I’m not asking you to remain ignorant, I’m asking you not to get sucked in to the cult of doom and depression. These things are choices. Don’t tune out the world and its problems and of course be aware of things. But don’t let your sense of self be dictated by the mental illness of doomer hysteria. The best thing you can do is not just survive, but thrive: work hard, invest wisely, remain adaptable. While doomers waste their time catastrophizing, the rest of us will be busy fixing and building.
I’m also convinced the vast majority of doomers simply need to go to the gym, sleep better, remove toxins from their diet, deal with substance abuse issues. It’s hard to think anyone who walks around thinking it’s all going to end isn’t also pattern matching their mind to an unhealthy life. Anyway, we hope they get therapy.
Everything is actually amazing, hopefully you’re not one of the people that’s unhappy.
My hypothesis is that many doomers have unaddressed trauma. "Catastrophic thinking" is actually a symptom of PTSD.
I think R. Buckminster Fuller had it wrong when he wrote his book "Utopia or Oblivion." Both are two binary extremes, and I think both are wrong. We are no more all going to be elevated to some pure utopian situation anymore than we are all going to die and become zombies in some nuclear apocalypse. Both are fantasies. Yet, I still believe we've already hit peak oil...
That's why we had to move to things like fracking, because all (or a lot) of the other oil that was easier to get had already been gotten. Otherwise, why put more resources, into extracting less resources? That's where we've gotten in our extraction of something with just a finite supply that our societies energy system is based on...

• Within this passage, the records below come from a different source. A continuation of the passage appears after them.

PR #245, opened 2015-11-27
Zip search with correios' webservice

mileo:
filter-branch of https://github.com/odoo-brazil/odoo-brazil-addons


mileo:
https://coveralls.io/github/odoo-brazil/odoo-brazil-addons?branch=8.0
86% de coverage

danimaribeiro:
Do you want to implement the search by street address?
You can copy from here if you want:
https://github.com/Trust-Code/trust-addons/blob/8.0/trust_search_cep/models/l10n_br_zip.py#L57

mileo:
@danimaribeiro I think that correios webservice don't have this type of request
cc @mstuttgart

mstuttgart:
@danimaribeiro correios webservice don't have this service. The search is done only by zip code.

mileo:
@rvalyi please tag as new feature

danimaribeiro:
Check the code in the link.

mileo:
@danimaribeiro I see but you are using "http://viacep.com.br/ws". Our intent is only use official and free services. Unfortunately the correios WS do not have the search name option.

danimaribeiro:
Cep search is not that important, so doesn't need to be official.

rvalyi:
@mileo @danimaribeiro I agree we better use the official an free services in the OCA at least for now and leave these extensions to extra modules.

In any case we will never have consensus on all modules and potential extra services to use. So we better focus on a smaller scope where this is doable (hey but we are still the most complex OCA localization). Nearly all OCA localization work this way BTW.

danimaribeiro:
Three lines of code guys:

```
        url_viacep = 'http://viacep.com.br/ws/' + city.state_id.code + \
            '/' + city.name + '/' + street + '/json/unicode/'
        obj_viacep = requests.get(url_viacep)
        results = obj_viacep.json()
```

mileo:
For me is a option that we don't need to have in Odoo. 

If zip do not return a address user should use the Correios website.

Keep many of zip wizards have a hight cost and a low return.

rvalyi:
@danimaribeiro well ok for 3 lines of code I change my mind then. We should be fault tolerant of the service is down but yeah, we can include these 3 lines of code.

mileo:
:+1: Be fault tolerant of the service.
:-1: To search by address.

rvalyi:
@mileo,

we can have an ir.property allowing or disabling the viacep check then. That's still very few lines of code for the feature. I also approve if the service is fault tolerant: like having a timeout and not exploding if viacep timeouts.

danimaribeiro:
Guys, please look the code in the link.

mstuttgart:
I believe that is better keep _l10n_br_zip_correios_ and _l10n_br_crm_zip_correios_ doing search zip code from correios webservice and add this _street address search_ in other module.

rvalyi:
@danimar, do you believe you could add street support in around 5 lines or does it change the request and response API?
If it's really so simple, I think we can consider having it as an option, if not as an extra module. Now, may be you have hooks to suggest so that to help plug the viacep search in case that should be an extra module.

my 2 cts.

mileo:
https://github.com/jbochi/cep/blob/master/cep/__init__.py

l10n_br_crm_zip_correios/README.md
```diff
@@ -0,0 +1,3 @@
+Módulo Para Busca do CEP no CRM através do webservice dos correios
```
renatonlima, line 1: Please remote this file.

danimaribeiro:
An approach like this would be better:
https://github.com/odoo-brazil/odoo-brazil-addons/pull/15

Doesn't need to add a new module every time we need a new ZIP field.

renatonlima:
@danimaribeiro 

Eu vejo 2 opções:
1. Manter módulos para implementar consultas diferentes (l10n_br_zip_correios, l10n_br_zip_viacep e etc..)
2. Ter apenas um módulo como l10n_br_zip_search e implementar a factory para escolher o provedor que deseja utilizar para consultar os ceps (viazip ou correios) desta forma para cada novo provedor é só implementar a classe dele no módulo.

O que acha?

@mileo @rvalyi

danimaribeiro:
A ideia era ficar mais simples pra diminuir a quantidade de módulos. Implementar uma factory?
A questão principal que quis levantar não é em relação a qual webservice utilizar e sim, a sobrescrever o método mais apropriado para evitar que quando tenhamos um novo campo zip lá em um módulo de estoque, tenhamos que criar um l10n_br_zip_stock por exemplo.

renatonlima:
@danimaribeiro, 

Quando falei em implementar uma factory, foi para resolver a questão dos provedores de pesquisa de CEPs, sobre a sua abordagem eu não entendi muito bem, porque os campos de endereços usados no CEP fica no base, l10n_br_base, só foi criado o l10n_br_zip_crm para adicionar o botão de pesquisa no crm.lead, caso exista outro módulo onde você queira implementar este botão deveria fazer a mesma coisa. Você pode explicar melhor a sua abordagem?

PR #251, opened 2015-12-07
Migration odoo-brazil to OCA of l10n br base

mileo:


rvalyi:
the migration script itself will do no harm, but openupgrade_analysis.txt is a bit problematic as normally we would expect a file related to 7.0 or eventually the develop branch here, not some other arbitrary 8.0 branch. Eventually this may clash if later somebody does scripts to migrate from v7 (we might do it at least for some core modules). So eventually I propose to commit only the migration file or alternatively keep that work in some other branch.

mileo:
As Pedro Baeza said here: https://github.com/OCA/OpenUpgrade/issues/416#issuecomment-162852204

We can add openupgrade as a dependency. 

About 7.0 i'm testing it, but i think that will work too.

rvalyi:
@mileo I also think it will work too with 7.0 that why I said "it will do no harm". My problem is with the openupgrade_analysis.txt files which are very specific to the arbitrary branch you are migrating from while normally the analysis against the previous serie is expected here (7.0 or most probably the development one in our case).

I would say:

A) Either you leave these specific migration files in some migration technical branch in the odoo-brazil repo as it's more related to that repo than the OCA repo.

B) Either we accept the migration files, but then only the .py files. not the openupgrade_analysis.txt files. And with a comment making it explicit that this is to migrate from that branch specifically.

If everybody start submitting their migration files from their temporary work branches the project would quickly become a mess. I'm open to accept exceptionally for this one as several people used that temp branch, but then at the condition it will not conflict with the migration from the 7 serie. As for adding the openupgrade dependency I don't think we should do it, the other repos don't do it either I believe.

rvalyi:
one more comment: in the past our project had twice as less contributors and openupgrade wasn't as easy. That is why for instance we created the "development" branch after the 7.0 branch and before the 8.0 branch. So we didn't break the 7.0 backward compatibility.

In the future, with a careful module versioning, we will be able to do non backward compatible changes and provide a migration script between versions. This is how I propose to deal with moving the invoice workflow extension in l10n_br_account for instance.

Limits are something that give beauty and shape to things, and there are real Limits to Growth. That book got it right, in my opinion. But it is true, that just because civilizations and nations rises and fall, and have their own life span in the same way that a person grows, matures, and then dies, doesn't mean you have to give in to utter doom. If your own mortality doesn't cause you to always be in a state of despair (it might for the transhumanist, Ray Kurzweil crowd), and if you can still be optimistic knowing there will eventually be a shuffling off of this mortal coil, then I think the same is true about the things doomers are worried about. Many of which they have at least some reason to be worried about. You can accept the reality of the problems and issues in our civilization though, and still cultivate humor and optimism. Even if you think, as I do, that industrial civilization and the cult of infinite progress itself has a limited life span.